[Brief] The response must contain each line of the material that holds "core".

[Data records]
---------------
PR #198, opened 2019-04-02
Add model input / output validation in ValidateModelConfig(). Since ...

GuanLuo:
custom backend and ensemble backend will not call the corresponding validation functions explicitly.


src/core/model_config_utils.cc
```diff
@@ -492,6 +492,20 @@ ValidateModelConfig(
     }
   }
 
+  Status status;
```
deadeyegoodwin: I think this is a good change, but should be moved to line 360, and the input/output checks there should be moved into ValidateModelInputOutput (likely need to pass in max_batch_size).

The history is that input/output validation used to be in here but I forget why it moved out and probably this is now better. But you need to check where the current usage is in the bundles and remove the direct calls to ValidateModelInput/Output. Also I recently added explicit calls to these in the unit-test harness and those can now be removed.

src/core/model_config_utils.h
---------------
[Exercise response]
src/core/model_config_utils.cc
src/core/model_config_utils.h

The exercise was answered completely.